The team, called ATEF, won prizes at the competition "Ring Award" in Graz with productions of Verdi's Rigoletto. Kratzer had nominated two stagings under two pseudonyms, as Ginger Holiday, an American female director, and as Pedrak Topola from Bulgaria. Following the attention at the competition, the team received commissions from several opera houses; they directed in 2009 at the Bavarian State Opera Mozart's Così fan tutte, at the Theater Heidelberg his Die Zauberflöte, at the Wermland Opera in Karlstad, Sweden again Rigoletto, and in 2010 at the Leipzig Opera Handel's Admeto, and at the Graz Opera Bellini's La sonnambula.

In the 2010/11 season, Kratzer staged Der Rosenkavalier by Richard Strauss at the Theater Bremen, Donizetti's Anna Bolena at the Lucerne theatre, which was nominated as "Opera of the Year" by Opernwelt, and Telemaco at the Schwetzingen Festival and the Theater Basel.
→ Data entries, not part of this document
PR #664, opened 2026-07-20
Fix id write endianness and sub-width signed sign-extension

gusanthon:
## Summary

Two independent correctness fixes for byte-aligned reads/writes, each with
regression tests. They're unrelated bugs that happened to surface together
while implementing a binary codec - happy to split into two PRs if you'd
prefer to review/merge them separately.

---

### Patch A - enum `id` written with the wrong endianness

**File:** `deku-derive/src/macros/deku_write.rs`

On the `id_pat` write path, `field_endian` was derived from `id_endian`
only, ignoring both a hardcoded `endian = "big"` and a bound ctx endian.
As a result an enum that declares `endian = "big"` would still write its
`id` in little-endian, so the written bytes didn't match the equivalent
flat big-endian field (and didn't round-trip against the read side).

**Fix:** mirror the read-side precedence already used in `gen_id_args`
(`id_endian` -> enum endian) for the `id_pat` write path, so the write side
resolves endianness the same way the read side does.

**Tests** (`tests/test_enum.rs`):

The following season, Kratzer staged Wagner's Tannhäuser at the Theater Bremen, a scenic version of Bach's St John Passion at the Wermland Opera, and Erkki-Sven Tüür's Wallenberg at the Staatstheater Karlsruhe.

His staging of Lehar's Die Csárdásfürstin at the Stadttheater Klagenfurt was nominated for the 2015 Österreichischer Musiktheaterpreis in the category "Beste Regie" (Best direction). His production of Wagner's Die Meistersinger von Nürnberg at the Badisches Staatstheater Karlsruhe was nominated for the award Der Faust. In 2018, he directed a new production of Meyerbeer's L'Africaine – Vasco da Gama at the Oper Frankfurt as an interstellar drama of colonialism ("interstellares Kolonialismusdrama"). Conducted by Antonello Manacorda, with Michael Spyres, Claudia Mahnke and Kirsten MacKinnon in leading roles, the story was told as a combination of directing the characters, visionary images and sound magic ("Personenregie, Bildvision und Klangzauber"). He earned the Der Faust award for Wagner's Götterdämmerung, again in Karlsruhe.

Kratzer directed Wagner's Tannhäuser for the opening performance of the 2019 Bayreuth Festival. It earned him the 2020 Oper! Award, regarded by the jury as a "clever, interpretative piece of entertainment" because he included the history of the Bayreuth Festival in a play within a play.

He directed Die ersten Menschen, the only opera by Rudi Stephan, premiered at the Oper Frankfurt in 1920, there in 2023, with Andreas Bauer Kanabas as Adam, Ambur Braid as Eve, Iain MacNeil as Cain and Ian Koziara as Abel, conducted by Sebastian Weigle; a reviewer described the production as of "archaic force, biblical depth and even a pinch of humour".

Kratzer is the designated Intendant of the Hamburg State Opera in the 2025/26 season. He directed Monster's Paradise, a satire/horror opera about a king-president in an oval office.